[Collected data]
PR #296, opened 2024-11-28
Add new capture methods capture2d/capture3d/capture2d3d

johningve:
These methods are intended to replace `capture` which is now deprecated.


modules/zivid/camera.py
```diff
@@ -47,9 +47,127 @@ def __str__(self):
     def __eq__(self, other):
         return self.__impl == other._Camera__impl
 
+    def capture2d3d(self, settings):
```
eskaur, line 50: Should we change the "samples" directory and README snippets to use these new functions?

johningve: Done

vawale (approved):

modules/zivid/camera.py
```diff
@@ -47,9 +47,128 @@ def __str__(self):
...
+            settings: Settings to use for the capture. Can be either a Settings2D instance or a Settings instance.
+
+        Returns:
+            A Frame2D containing a 2D image and metadata
+
+        Raises:
+            TypeError: If the settings argument is not a Settings2D or a Settings
+        """
+        if isinstance(settings, Settings2D):
+            return Frame2D(self.__impl.capture2D(_to_internal_settings2d(settings)))
```
apartridge, line 153: why using differen casing (2D) in the impl method?

johningve: Ah, I'll change it

modules/zivid/camera.py
```diff
@@ -48,9 +48,128 @@ def __str__(self):
...
+        """Capture a single 2D frame.
+
+        This method returns right after the acquisition of the images is complete, and the camera has stopped projecting
+        patterns. For more information, see the remarks section of `capture_2d_3d` above. Those remarks apply for both 2D,
+        3D, and 2D+3D captures.
+
+        This overload is provided for convenience. Note that only the Settings2D part under `Settings.color` will be
+        used for the capture. The other parts of the settings will be ignored.
+
+        This method will throw if `Settings.color` is not set.
```
apartridge, line 142: This method is used for capture_2d(settings) and capture_2d(settings_2d) it seems, this part of the docstring applies only for the former and not the latter. This could be clarified a bit in the docstring?

samples/sample_capture.py
```diff
@@ -14,7 +14,14 @@ def _main():
         settings.processing.filters.outlier.removal.enabled = True
         settings.processing.filters.outlier.removal.threshold = 5.0
 
-        with camera.capture(settings) as frame:
+        settings.color = Settings2D()
+        settings.color.acquisitions.append(Settings2D.Acquisition())
+        settings.color.acquisitions[0].aperture = 5.6
+        settings.color.acquisitions[0].exposure_time = datetime.timedelta(
+            microseconds=8333
+        )
```
apartridge, line 22: Did you check that we dont have same bug here as we had in .NET where we didnt mutate the actual settings.color but instead a copy?

test/test_camera_capture.py
```diff
@@ -1,6 +1,92 @@
...
+
+    acquisitions3d = [zivid.Settings.Acquisition()]
+    acquisitions2d = [zivid.Settings2D.Acquisition()]
+    settings = zivid.Settings(
+        acquisitions=acquisitions3d, color=zivid.Settings2D(acquisitions=acquisitions2d)
+    )
+
+    with shared_file_camera.capture_2d_3d(settings) as frame:
+        assert frame
+        assert isinstance(frame, zivid.frame.Frame)
```
apartridge, line 15: Could in this file test a bit more, such that the frame.settings matches what is set above, which would reduce chances of bugs in this code.

samples/sample_capture.py
johningve: Yeah. Added a commit to test this

modules/zivid/camera.py
johningve: Fixed

test/test_camera_capture.py
johningve: Fixed

apartridge (approved):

■ Problem description
Each record above is to be reproduced exactly, in full.

■ Result
PR #296, opened 2024-11-28
Add new capture methods capture2d/capture3d/capture2d3d

johningve:
These methods are intended to replace `capture` which is now deprecated.


modules/zivid/camera.py
```diff
@@ -47,9 +47,127 @@ def __str__(self):
     def __eq__(self, other):
         return self.__impl == other._Camera__impl
 
+    def capture2d3d(self, settings):
```
eskaur, line 50: Should we change the "samples" directory and README snippets to use these new functions?

johningve: Done

vawale (approved):

modules/zivid/camera.py
```diff
@@ -47,9 +47,128 @@ def __str__(self):
...
+            settings: Settings to use for the capture. Can be either a Settings2D instance or a Settings instance.
+
+        Returns:
+            A Frame2D containing a 2D image and metadata
+
+        Raises:
+            TypeError: If the settings argument is not a Settings2D or a Settings
+        """
+        if isinstance(settings, Settings2D):
+            return Frame2D(self.__impl.capture2D(_to_internal_settings2d(settings)))
```
apartridge, line 153: why using differen casing (2D) in the impl method?

johningve: Ah, I'll change it

modules/zivid/camera.py
```diff
@@ -48,9 +48,128 @@ def __str__(self):
...
+        """Capture a single 2D frame.
+
+        This method returns right after the acquisition of the images is complete, and the camera has stopped projecting
+        patterns. For more information, see the remarks section of `capture_2d_3d` above. Those remarks apply for both 2D,
+        3D, and 2D+3D captures.
+
+        This overload is provided for convenience. Note that only the Settings2D part under `Settings.color` will be
+        used for the capture. The other parts of the settings will be ignored.
+
+        This method will throw if `Settings.color` is not set.
```
apartridge, line 142: This method is used for capture_2d(settings) and capture_2d(settings_2d) it seems, this part of the docstring applies only for the former and not the latter. This could be clarified a bit in the docstring?

samples/sample_capture.py
```diff
@@ -14,7 +14,14 @@ def _main():
         settings.processing.filters.outlier.removal.enabled = True
         settings.processing.filters.outlier.removal.threshold = 5.0
 
-        with camera.capture(settings) as frame:
+        settings.color = Settings2D()
+        settings.color.acquisitions.append(Settings2D.Acquisition())
+        settings.color.acquisitions[0].aperture = 5.6
+        settings.color.acquisitions[0].exposure_time = datetime.timedelta(
+            microseconds=8333
+        )
```
apartridge, line 22: Did you check that we dont have same bug here as we had in .NET where we didnt mutate the actual settings.color but instead a copy?

test/test_camera_capture.py
```diff
@@ -1,6 +1,92 @@
...
+
+    acquisitions3d = [zivid.Settings.Acquisition()]
+    acquisitions2d = [zivid.Settings2D.Acquisition()]
+    settings = zivid.Settings(
+        acquisitions=acquisitions3d, color=zivid.Settings2D(acquisitions=acquisitions2d)
+    )
+
+    with shared_file_camera.capture_2d_3d(settings) as frame:
+        assert frame
+        assert isinstance(frame, zivid.frame.Frame)
```
apartridge, line 15: Could in this file test a bit more, such that the frame.settings matches what is set above, which would reduce chances of bugs in this code.

samples/sample_capture.py
johningve: Yeah. Added a commit to test this

modules/zivid/camera.py
johningve: Fixed

test/test_camera_capture.py
johningve: Fixed

apartridge (approved):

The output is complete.